Abstract

Simple SummaryDespite recent advances in treatment, metastasized prostate carcinoma (PC) still has a poor prognosis. Immunotherapy has revolutionized the landscape of cancer therapy, but a breakthrough for PC is missing. The success of immunotherapy in cancers is mostly due to recent strategies to mobilize T cells comprising immune checkpoint inhibition, CAR-T cells and bispecific antibodies (bsAbs). After introducing present approaches and immunotherapy in PC in general, we here review the current clinical development of bsAbs in PC treatment.Prostate carcinoma (PC) is the second most common cancer in men. When the disease becomes unresponsive to androgen deprivation therapy, the remaining treatment options are of limited benefit.
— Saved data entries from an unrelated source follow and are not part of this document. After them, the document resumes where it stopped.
PR #913, opened 2024-02-02
fix(cli): Add `ELECTRIC_WRITE_TO_PG_MODE` option and fix default values

msfstef:
Fixes https://github.com/electric-sql/electric/pull/913

I've added `ELECTRIC_WRITE_TO_PG_MODE` as an option to the CLI to be able to put it in `direct_writes` mode.

Changed `DATABASE_USE_IPV6` and `ELECTRIC_USE_IPV6` to be `true` by default as per the docs.

Also changed `DATABASE_REQUIRE_SSL` to be `true`  and `AUTH_MODE` to be `secure` by default as this is the default for Electric as well, but I do understand that we might want them to be `false` and `insecure` for easier setup. Let me know if I should roll those back.

Finally, I've added a small test suite that really just re-confirms that the environment variables are present and some defaults are as expected, mostly to force us to update both the code and the test when touching the CLI. I find this safeguard to help, but happy to remove it.


clients/typescript/src/cli/config-options.ts
```diff
@@ -13,7 +13,7 @@ import { LIB_VERSION } from '../version'
 const minorVersion = LIB_VERSION.split('.').slice(0, 2).join('.')
 
 
-// Name will be prefixed with ELECTRIC_ as environment variables.
+// Name will be prefixed with ELECDATABASE_REQUIRE_SSLTRIC_ as environment variables.
```
alco, line 14: Funky ^-^

clients/typescript/src/cli/config-options.ts
```diff
@@ -236,7 +252,7 @@ export const configOptions : Record<string, AnyConfigOption> = {
     groups: ['electric', 'client', 'proxy'],
   },
   AUTH_MODE: {
-    defaultVal: 'insecure',
+    defaultVal: 'secure',
```
alco, line 255: I've discussed this with Sam before. See https://linear.app/electric-sql/issue/VAX-1590/add-a-mention-to-our-docs-and-perhaps-readme-of-the-starter-app-about.

We want to keep the `insecure` default for simple onboarding and document why this is different from sync service's default. Any other option adds hurdles on the path from zero to a working Electric-powered app and we want to avoid that as much as possible.

clients/typescript/src/cli/config-options.ts
```diff
@@ -151,27 +151,37 @@ export const configOptions : Record<string, AnyConfigOption> = {
 
   // *** Electric options ***
   DATABASE_REQUIRE_SSL: {
-    defaultVal: false,
+    defaultVal: true,
```
alco, line 153: Enabling this by default will make the bundled Postgres unreachable unless we also include a self-signed certificate with it. And if a include a certificate, we'll probably need to update it periodically. Better keep the old default.

alco (commented):
Nice one :heart: 

I've provided some background for why we'd want to keep some of the controversial defaults unchanged.

clients/typescript/src/cli/config-options.ts
msfstef: whoops

clients/typescript/src/cli/config-options.ts
samwillis: If we do this, which we should, I would like to also add a --insecure and -I flag as shortcuts for --auth-mode=insecure.

msfstef: Makes sense (for both this and the SSL option) - added a comment on both of those to point out that they differ from the Electric service's defaults.

msfstef:
Rolled the SSL and AUTH_MODE defaults back and added a comment on their default values to point out they differ from the sync service's defaults - this _might_ be slightly confusing for someone reading the docs but I do agree that it's too much friction for a CLI tool meant to get you set up with Electric.

Slightly related to CLI usability and env vars, and I might raise a separate issue, a thing I experienced was that because we set all env vars with an `ELECTRIC_` prefix for the CLI but any errors coming from those vars are printed by Electric without the prefix it can be slightly confusing, but it's a minor issue.

clients/typescript/src/cli/config-options.ts
```diff
@@ -149,34 +150,62 @@ export const configOptions = {
...
-      connections will only be accepted over IPv6 when this setting is enabled.
+      Set to false to force Electric to only listen on IPv4 interfaces.
+
+      By default, Electric will accept inbound connections over both IPv6 and IPv4
+      when running on Linux. On Windows and some BSD systems inbound connections
+      over IPv4 will not be accepted unless this option is disabled.
+    `,
+    groups: ['electric'],
+  },
+  ELECTRIC_WRITE_TO_PG_MODE: {
```
alco, line 182: We need to add this to the list of environment variables in `clients/typescript/src/cli/docker-commands/docker/compose.yaml` for this setting to take effect when `electric-sql start` is executed.

msfstef: good catch! forgot about it

alco (approved):
:muscle:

Despite intense efforts, none of the T cell-based immunotherapeutic strategies that meanwhile have become a cornerstone for treatment of other malignancies is established in PC. This refers to immune checkpoint inhibition (CI), which generally reinforces T cell immunity as well as chimeric antigen receptor T (CAR-T) cells and bispecific antibodies (bsAbs) that stimulate the T cell receptor/CD3-complex and mobilize T cells in a targeted manner. In general, compared to CAR-T cells, bsAb would have the advantage of being an “off the shelf” reagent associated with less preparative effort, but at present, despite enormous efforts, neither CAR-T cells nor bsAbs are successful in solid tumors. Here, we focus on the various bispecific constructs that are presently in development for treatment of PC, and discuss underlying concepts and the state of clinical evaluation as well as future perspectives.